Oh yes, today's bookish post will not be about books I read in my childhood but about that peculiar phenomenon known as the Adelaide Festival Writer's Week.
It is, more accurately, Publisher's Week these days but there is still an opportunity to hear writers speak - if you are willing to sit on uncomfortable chairs in a tent. It may even be necessary to stand or sit on the grass if you were not lucky enough to get a chair. Yes, the event is popular.
I have no doubt one reason for the popularity of the event is that almost all the sessions are free. A lot of older people go. I have no doubt that they are readers although they often admit that the writers who come are largely new to them. That may be a good thing.

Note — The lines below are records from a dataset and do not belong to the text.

PR #572, opened 2020-10-29
PP-7205 Use commons version of RestClientLoggingFilter

stephencdaly:
This has been moved to pay-java-commons to reduce duplication. This also
fixes a bug where we were using the wrong key to get the request id from
the MDC, so we weren't logging it.


kbottla (approved):
LGTM!

PR #222, opened 2019-11-22
fix CI failure on v1.4

aviatesk:


aviatesk:
ref: https://github.com/JuliaLang/julia/pull/33477

Issue #226, opened 2019-12-01
update to CSTParser@1.1.0


aviatesk:
as discussed [here](https://github.com/JuliaRegistries/General/pull/6019), we should recover binding/scope stuff that are remove in CSTParser@1.1.0 by ourselves somehow.

Will add upper bound versioning later for now.

PR #227, opened 2019-12-01
temporal remedy for #226

aviatesk:


aviatesk:
merged this so that the current other PRs can use CI for now.
Should be reverted to the usual semver specification once #226 is fixed

PR #229, opened 2019-12-10
use singleton instance `undefined`

aviatesk:


aviatesk:
- fix `getfield′`
- add tests for `getfield′`
- add test for `undefined`, `isundefind`

PR #230, opened 2019-12-12
misc

aviatesk:


src/completions.jl
```diff
@@ -165,7 +165,6 @@ completiontype(c) = "variable"
 completiontype(c::REPLCompletions.ModuleCompletion) = begin
   ct = completion_text(c)
   ismacro(ct) && return "snippet"
-  ct == "Vararg" && return ""
```
aviatesk: Not sure why this special casing was introduced, but I believe `Vararg`'s completion type is better to be expressed as `type`.

May try to find the commit where the rationale was explained.

aviatesk: okay, original this was introduced by @pfitzseb within https://github.com/JunoLab/Atom.jl/pull/125/commits/3be3770c07125b0774582304237e967c1480a592.

Could you please explain me the reason for that ?

pfitzseb: Probably because of
```
julia> REPL.REPLCompletions.get_type(:Vararg, Main)
ERROR: TypeError: in Type, in parameter, expected Type, got Vararg
Stacktrace:
 [1] Typeof at ./boot.jl:216 [inlined]
 [2] typesof(::Type) at ./errorshow.jl:166
 [3] get_type(::Symbol, ::Module) at /buildworker/worker/package_linux64/build/usr/share/julia/stdlib/v1.3/REPL/src/REPLCompletions.jl:427
 [4] top-level scope at REPL[5]:1

julia> REPL.REPLCompletions.get_type(:Int, Main)
(Type{Int64}, true)
```

aviatesk: okay, I guess why `Type{Vararg}` isn't a valid julia expression is maybe that `Vararg` should only be used within `Tuple` type and it's not a valid type by itself, right ?

Still I think it's better to be shown as "type" in Juno because it's "special" but surely used for specifying types (with wrapped in `Tuple`).
But atst I want to hear your opinion on this.

pfitzseb: Yeah, it's fine to show this the same as other types.

PR #232, opened 2019-12-18
RFC: better documentation search

aviatesk:
The main change is to improve documentation searches where the needle is like `Mod.needle`.
If `Mod` is available, this would automatically search `needle` in `Mod` module (the same logic as https://github.com/JunoLab/Atom.jl/pull/208)

This would overwrites an user's module specification (if specified),
(e.g.:
image
would overwrite `Atom.JunoDebugger` spec to `JuliaInterpreter`)
but I believe that would be more preferable for reasons:
- an user intentionally type module prefix for these cases
- some documentation references includes module prefixes and they don't work as expected with the previous behaviour:
  * e.g: https://github.com/JuliaDebug/JuliaInterpreter.jl/blob/master/src/construct.jl#L353

***

I also added some tests for this and other.

### DIFF
--- a/src/docs.jl
+++ b/src/docs.jl
@@ -13,7 +13,7 @@ handle("searchdocs") do data
     needle;
     # kwargs to be passed to `DocSeeker.searchdocs`:
     # TODO: configuration for `maxreturns`
-    loaded = !allPackages, mod = mod, exportedonly = exportedonly, name_only = name_only
+    loaded = !allPackages, mod = getmodule(mod), exportedonly = exportedonly, name_only = name_only
   )
 end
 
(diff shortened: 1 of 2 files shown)


pfitzseb:
Hm, as is I would expect this to search for docs in `Juno.JunoDebugger.JuliaInterperter`. What do you thing about automatically deleting the module input if we find a module in the main search field?

aviatesk:
> What do you thing about automatically deleting the module input if we find a module in the main search field?

That would be okay, as far as we _delete_ it (implicit modification (, which would remain) could be annoying I guess).

> I would expect this to search for docs in `Juno.JunoDebugger.JuliaInterperter`

I think we can kinda implement this behaviour by modifying [DocSeeker's filtering logic a bit](https://github.com/pfitzseb/DocSeeker.jl/blob/master/src/introspective.jl#L25-L38). Ideally everything would be straightforward if [`modulebindings`](https://github.com/pfitzseb/DocSeeker.jl/blob/master/src/introspective.jl#L43-L64) handles `topmod` correctly (i.e. correctly finds all the bindings that can be reached from `topmod`), but it seems not for now.
Instead we can pass `topmod` to `dynamicsearch`, and filters results if `mod` isn't defined in `topmod`.
What do you think about this idea ? Maybe showing code would be easier to understand this though.

aviatesk:
d5e7555 and the corresponding https://github.com/pfitzseb/DocSeeker.jl/pull/17 would show my idea:
Now module filtering is more _sensible_ and shows bindings in the other module if they can be reached from the specified module.

e.g.:
image

aviatesk:
> What do you thing about automatically deleting the module input if we find a module in the main search field?

I implemented this locally, and I feel this is okay.

aviatesk:
@pfitzseb I think now you can review on this again with https://github.com/JunoLab/DocSeeker.jl/pull/17 and https://github.com/JunoLab/atom-julia-client/pull/666 -- I believe the module-specified search improves by them.

pfitzseb:
I think I like this, so let's get it into the release.

aviatesk:
hehe, I've forgot these PRs. Thanks for the merges.

PR #234, opened 2019-12-20
RFC: improve completion performance

aviatesk:
needs https://github.com/JunoLab/atom-julia-client/pull/663

***

### Rationale:

A profiling on `basecompletionadapter` shows [`completionsummary`](https://github.com/JunoLab/Atom.jl/blob/master/src/completions.jl#L108-L126) took much time -- this is obvious because retrieving a doc string is done by calling [`include_string` in `getdocs`](https://github.com/JunoLab/Atom.jl/blob/avi/optimcomps/src/utils.jl#L217-L234).
As a consequence, sometimes I can't get completions because of [the racing in frontend](https://github.com/JunoLab/atom-julia-client/blob/avi/optimcomps/lib/runtime/completions.js#L50) (which is good thing though) when there are many of suggestion (say, >100).

So I would like to simply suppress them when there are so many of completion suggestions, because I guess showing completion descriptions when there are many of them is not so usuful.
(as an heuristic, I made an threshold to [30](https://github.com/JunoLab/Atom.jl/blob/avi/optimcomps/src/completions.jl#L78) but this is obviously subject to discussion)

And autocomplete-plus only shows [at most 200 suggestions](https://github.com/atom/autocomplete-plus/blob/master/lib/suggestion-list-element.js#L49), so I made a corresponding threshold in the backend as well so that we can avoid useless computation.

### Achievement

On my machine `basecompletionadapter` now runs 6x times better (and defeating in the race never happens after JIT compiles)

### Misc

As a general improvement, I did some rename refactors (that would make namings more consistent with the other part of code bases), and changed the order of pushing local completions (since `pushfirst` isn't optimal)

### DIFF
--- a/src/completions.jl
+++ b/src/completions.jl
@@ -14,7 +14,7 @@ handle("completions") do data
   ] = data
 
   withpath(path) do
-    comps, prefix = basecompletionadapter(
+    basecompletionadapter(
       # general
       line, mod,
       # local context
@@ -22,8 +22,6 @@ handle("completions") do data
       # configurations
       force
     )
-
-    Dict(:completions => comps, :prefix => prefix)
   end
 end
 
@@ -69,7 +67,7 @@ function basecompletionadapter(
   comps = if force || !isempty(prefix)
     filter!(let p = prefix
       c -> startswith(c[:text], p)
-    end, localcompletions(context, row, column))
+    end, localcompletions(context, row, column, prefix))
   else
     CompletionSuggetion[]
   end
@@ -81,23 +79,24 @@ function basecompletionadapter(
       c isa REPLCompletions.PackageCompletion || continue
     end
     try
-      push!(comps, completion(mod, c, suppresss))
+      push!(comps, completion(mod, c, suppresss, prefix))
     catch err
       continue
     end
   end
 
-  return comps, prefix
+  return comps
 end
 
-completion(mod, c, suppress) = CompletionSuggetion(
+completion(mod, c, suppress, prefix) = CompletionSuggetion(
   :type               => completiontype(c),
   :icon               => completionicon(c),
   :rightLabel         => completionmodule(mod, c),
   :leftLabel          => completionreturntype(c),
   :text               => completiontext(c),
   :description        => completionsummary(mod, c, suppress),
-  :descriptionMoreURL => completionurl(c)
+  :descriptionMoreURL => completionurl(c),
+  :replacementPrefix  => prefix
 )
 
 completiontext(c) = completion_text(c)
@@ -219,12 +218,13 @@ end
 completionicon(::REPLCompletions.DictCompletion) = "icon-key"
 completionicon(::REPLCompletions.PathCompletion) = "icon-file"
 
-localcompletions(text, row, col) = localcompletion.(locals(text, row, col))
-localcompletion(l) = CompletionSuggetion(
-  :type        => l[:type] == "variable" ? "attribute" : l[:type],
-  :icon        => l[:icon] == "v" ? "icon-chevron-right" : l[:icon],
-  :rightLabel  => l[:root],
-  :leftLabel   => "",
-  :text        => l[:name],
-  :description => ""
+localcompletions(text, row, col, prefix) = localcompletion.(locals(text, row, col), prefix)
+localcompletion(l, prefix) = CompletionSuggetion(
+  :type              => l[:type] == "variable" ? "attribute" : l[:type],
+  :icon              => l[:icon] == "v" ? "icon-chevron-right" : l[:icon],
+  :rightLabel        => l[:root],
+  :leftLabel         => "",
+  :text              => l[:name],
+  :description       => "",
+  :replacementPrefix => prefix
 )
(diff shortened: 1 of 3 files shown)


src/completions.jl
```diff
@@ -1,73 +1,107 @@
...
+    # local context
+    context || "",
+    row || 1,
+    startRow || 0,
+    column || 1,
+    # configurations
+    force || false
+  ] = data
 
   withpath(path) do
```
aviatesk: Not sure why do we need `withpath` here. Do you think we can remove this ?

pfitzseb: I *think* I wanted path completions to be relative to the file you're in, but `withpath` doesn't help with that afaict. So yeah, we can probably remove this.

pfitzseb:
> So I would like to simply suppress them when there are so many of completion suggestions, because I guess showing completion descriptions when there are many of them is not so usuful.

Ideally we'd provide baseline suggestions and then use autocomplete-plus's `getSuggestionDetailsOnSelect` to load the docstring and inferred return type.

aviatesk:
> Ideally we'd provide baseline suggestions and then use autocomplete-plus's `getSuggestionDetailsOnSelect` to load the docstring and inferred return type.

ah yeah, definitely. Will give a try to implement that.

src/completions.jl
aviatesk: I get it. Umm maybe we need to modify `withpath` itself then ? If you want to leave this as is, I'm okay with that (relative path completions would be so great)

aviatesk:
> > So I would like to simply suppress them when there are so many of completion suggestions, because I guess showing completion descriptions when there are many of them is not so usuful.
> 
> Ideally we'd provide baseline suggestions and then use autocomplete-plus's `getSuggestionDetailsOnSelect` to load the docstring and inferred return type.

Done the prototyping :)
Will add a comment to parts where I want your help later.

But I think you can test how `getSuggestionDetailsOnSelect` feels like for now.

src/completions.jl
```diff
@@ -187,25 +165,100 @@ end
...
-  # m = isa(m, Module) ? m : Main
-  # CodeTools.completions(m)
+using JuliaInterpreter: sparam_syms
+using Base.Docs
+
+function completiondetail_method!(comp)
+  mod = getmodule(comp[:rightLabel])
+  # more robust way to do this ?
+  f = getfield′(mod, Symbol(comp[:replacementPrefix]))
+  isundefined(f) && return
```
aviatesk: This will be more complex but maybe worth to create an additional key in baseline completions to keep a method's name from `Method.name`, since `prefix` is made in `REPL` module and may change in the future.

src/completions.jl
```diff
@@ -1,74 +1,102 @@
...
-  d = []
-  for c in comps
-    if REPLCompletions.afterusing(line, Int(first(replace))) # need `Int` for correct dispatch on x86
-      c isa REPLCompletions.PackageCompletion || continue
-    end
-    try
-      push!(d, completion(mod, c))
-    catch err
-      continue
-    end
```
aviatesk: I removed this exception check since now our baseline completions are (hopefully) error safe.

aviatesk:
imho I'm still not sure I like the new behaviour, especially about "return type appearing on selection".
After we have decided to go which way to go, I will update test cases.

src/completions.jl
aviatesk: nvm, addressed

aviatesk:
@pfitzseb could you have a look/try at this again ? I really want to hear what do you feel on this change.
This works fairly well, and I also updated tests.

pfitzseb:
I've used this for a couple of days now and it feels pretty good to me. Didn't have too many issues with the previous implementation being too slow though ;)
Will look through the code and then we can merge, I think.

aviatesk:
Thanks for testing by yourself, @pfitzseb :)

> Didn't have too many issues with the previous implementation being too slow though ;)

yeah, I maybe being too picky on this.
(still I'm a little proud of that now a first invocation of method completions with many method instances like `show`, etc won't be slow, for example)

I think this change will complicate things a bit more, so I'm really okay if we're slot to merge this into master.

pfitzseb:
Did you by chance test how expensive getting the return type for a method is? If it's not too bad we could consider always displaying them.

aviatesk:
It really depends on what method you try to complete and whether it's a first time to infer the return type.

For example, if we profile `basecompletionadapter("show(", Main, false, 1, 1, "")` _for the first time_, almost 100% of time is spent on `completionreturntype(c::REPLCompletions.MethodCompletion)` (especially in `typeinf_type`), even if we already compiled `basecompletionadapter` itself.
But after that, the result of the same invocation of `basecompletionadapter("show(", Main, false, 1, 1, "")` will change so much -- now the most of the time (about 70 %) will be spent in `completionsummary`, since the cache of the previous inference will be used for return type inference.

pfitzseb:
Ok, then let's merge this as is.

aviatesk:
let's keep stay flexible to change on this :)

PR #239, opened 2020-01-05
log `cd` handler

aviatesk:
Now `work-in-hoge` commands would be more explicit like `activate-hoge`s :)

image


pfitzseb:
Maybe `Changed working directory to ...` instead? `Working in` seems kinda ambiguous.

aviatesk:
Your suggestion sounds better :) Addressed.

PR #241, opened 2020-01-14
recursive Project.toml search

aviatesk:
Enables `julia-client: activate-environment-in-current-folder` command to work when invoked from any dir under the `Project.toml` file

### DIFF
--- a/src/misc.jl
+++ b/src/misc.jl
@@ -19,9 +19,26 @@ handle("cd") do path
   end
 end
 
-handle("activateProject") do path
+handle("activateProject") do dir
   hideprompt() do
+    if (path = find_project_file(dir)) === nothing
+      @warn "No project file found for `$dir`"
+      return
+    end
     Pkg.activate(path)
+  end
+end
+
+function find_project_file(dir)
+  while true
+    next_dir = dirname(dir)
+    (
+      next_dir == dir || # ensure to escape infinite recursion
+      isempty(dir)       # reached to the system root
+    ) && return nothing
+    path = joinpath(dir, "Project.toml")
+    isfile(path) && return path
+    dir = next_dir
   end
 end
 
--- a/src/misc.jl
+++ b/src/misc.jl
@@ -21,6 +21,12 @@ end
 
 handle("activateProject") do dir
   hideprompt() do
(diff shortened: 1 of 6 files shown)


pfitzseb:
What about when I actually want to activate a directory without a Project.toml?

aviatesk:
Shouldn't work. I've not checked `Pkg.activate(path)` works for directories that only contain `REQUIRE`, but if that works, we can check one more return condition check:

```julia
    path = joinpath(dir, "REQUIRE")
    isfile(path) && return path
```

to the _below_
https://github.com/JunoLab/Atom.jl/blob/e85b11436edeea25b4c3f8641d013df107ba2734/src/misc.jl#L39-L40

***

Or you meant activating an just really empty environment ? (i.e. without REQUIRE or Project.toml)

pfitzseb:
> Or you meant activating an just really empty environment ? (i.e. without REQUIRE or Project.toml)

Yeah, something like 
```
julia> isfile("Project.toml")
false

(v1.2) pkg> activate .
Activating new environment at `~/.julia/dev/Gumbo/test/fixtures/Project.toml`

(fixtures) pkg> add Example
  Updating registry at `~/.julia/registries/General`
  Updating git-repo `https://github.com/JuliaRegistries/General.git`
 Resolving package versions...
  Updating `~/.julia/dev/Gumbo/test/fixtures/Project.toml`
  [7876af07] + Example v0.5.3
  Updating `~/.julia/dev/Gumbo/test/fixtures/Manifest.toml`
  [7876af07] + Example v0.5.3

julia> isfile("Project.toml")
true
```

aviatesk:
ah yeah, this implementation won't work as expected in that case since it will recur into the parent project file anyway (in that case Gumbo/Project.toml).

I can think we can create an new command for this while keeping the previous command as is (or make config to control the behaviour), but there will be "too many commands" again ...

aviatesk:
@pfitzseb how about creating `julia-client: activate-environment-in-parent-folder` ?

pfitzseb:
Yeah, sounds good.

aviatesk:
done by https://github.com/JunoLab/atom-julia-client/pull/670 :)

I wonder about the choices sometimes.There is a session on the first day that sounds potentially fascinating, "The Venetian Navigator". The speaker is Andrea di Robitant. I must admit I have never heard of this particular author. How did they find him?
There is the Norwegian crime novelist Jo Nesbo on the programme. That will draw a crowd. Will Juan Gabriel Vasquez draw the same crowd. I have no doubt he is equally well known throughout the Spanish speaking countries of South America.
There is a session called "Dream a little dream" on getting published. I have never heard of Elena Lappin or Heleen Buth but they are here to talk about that. Perhaps next time I can persuade them to haul Carole Blake out from the UK?
Oh, and that session on "Where to from here?" when international publishers will speak about the future of the book? Hmmm....pity that someone else I know will not be here for that!
But we have some of the usual Australian suspects as well. Frank Moorhouse is back and David Marr is talking about Patrick White. I have tried to read Patrick White and failed. He may have won the Nobel Prize for literature but I did not like him.
Then there is Gary Disher - ah, Australia's answer to some of the English crime novelists. He is talking about "staying in character" in one session and his own work in another.
Children's literature will get a brief mention. There should be more of it. This may happen when the week becomes an annual event.
And Les Murray will be there. He's a poet, an old friend. We have not seen one another in quite a while.
His session is entitled "Taller when Prone".
Yes, "taller when prone"? I have been thinking. That first idea for a book...conception, the rough plot, infancy and on through toddlerhood, childhood and turbulent adolescence until publication sets it in place as an adult. Books are "taller when prone".